_WHAT NEEDS TO BE DONE_. What lines below include the string "communication"? Pick them out and copy them.

'''

PR #519, opened 2021-05-12
[nrf noup] net: sockets: Add new DTLS and RAI socket options 

rlubos:
Introduce new nRF91 specific TLS and RAI socket options. 

Additionally, rework how local extensions to the networking headers are handled downstream. Instead of modifying the upstream socket.h header, introduce a new one, specifically for NCS extensions, and keep all of the local changes in there. The only change needed in the original header is an inclusion of the new header. This should help to keep the local changes in order and facilitate the future upmerge process.

### DIFF
--- a/include/net/net_ip.h
+++ b/include/net/net_ip.h
@@ -47,7 +47,6 @@ extern "C" {
 #define PF_NET_MGMT     5          /**< Network management info.      */
 #define PF_LOCAL        6          /**< Inter-process communication   */
 #define PF_UNIX         PF_LOCAL   /**< Inter-process communication   */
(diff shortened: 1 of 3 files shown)


lemrey (approved):
LGTM, one thing is that some of the relative `nrf` symbols we have here are deprecated, for example everything related to the PDN socket. I wonder if it would make sense to deprecate them here too?

lemrey:
I would like to get this in because we will introduce a new socket option with `libmodem` v1.2.0 which we'd want to keep in the separate file that is being created in this PR.

rlubos:
We need to wait for the upmerge...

'''

_EXPECTED OUTPUT_.
 #define PF_LOCAL        6          /**< Inter-process communication   */
 #define PF_UNIX         PF_LOCAL   /**< Inter-process communication   */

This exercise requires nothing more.